The cybersecurity field is the first to bear the impact. From TLS protocols to digital signatures, and from identity authentication to key management, the underlying cryptographic primitives of the entire Internet security infrastructure face replacement. This is not a process that can be completed with a "one-click upgrade", but a systematic engineering effort involving protocol design, software development, hardware adaptation, and updates to compliance standards.
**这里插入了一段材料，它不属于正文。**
PR #740, opened 2022-07-29
Make email and name validation closer to O365

mddilley:
## Associated issues
https://github.com/cityofaustin/atd-data-tech/issues/9731

## Testing
**URL to test:** 

**Steps to test:**
TBD Need to test with moped-test first

---
#### Ship list
- [ ] Code reviewed 


mateoclarke (approved):
🚢 💨✨

johnclary:
👍 @mddilley works as promised. thanks for fixing this up!

not saying we should change it, but i'm curious to understand why we're validating first/last name. would something bad happen if we accepted any string?

johnclary (approved):

mddilley:
@johnclary That is definitely worth thinking about IMO. Overall, I see the validation as a good way to protect the database (string length, etc.) and make sure that data is complete with required fields, but I don't see a huge need for the regex on first & last names since only admins can create/edit user accounts. 

Plus, this PR proves that the first and last name validation can create a hurdle to onboarding a valid user. Maybe it is worth a backlog issue to make a pass through the schema? Looks like workgroup also has a regex and that comes straight from the DB user table... speaking of, that could use some normalization since we store both `workgroup` and `workgroup_id` there.

patrickm02L (approved):
It works g'reat! 🤘

https://user-images.githubusercontent.com/5566727/182479353-71685789-9d56-4646-a880-2aadc31ae21b.mp4

frankhereford (approved):
https://xkcd.com/208/

😄

chiaberry (approved):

Chen Yiheng, Senior Researcher of the ADSPR Expert Advisory Committee, pointed out that the core challenge of post-quantum cryptography migration does not lie in the cryptographic algorithms themselves, since the algorithms standardized by NIST have undergone sufficient security validation. Rather, the challenge lies in the complexity and length of the migration process. Many organizations have a large amount of "cryptographic debt" in their IT systems, including hard-coded encryption parameters, undocumented points of cryptographic use, and incompatible legacy systems. A comprehensive inventory of cryptographic assets and a phased migration strategy are the keys to successful transformation.
Among the achievement reviews recently received by the ADSPR Digital Science Research Institute, submissions related to post-quantum cryptography have shown a significant upward trend. The Association encourages more researchers to focus on this direction, especially practice-oriented research areas such as the development of cryptographic migration tools, the design of hybrid encryption schemes, and the preparation of industry migration guidelines.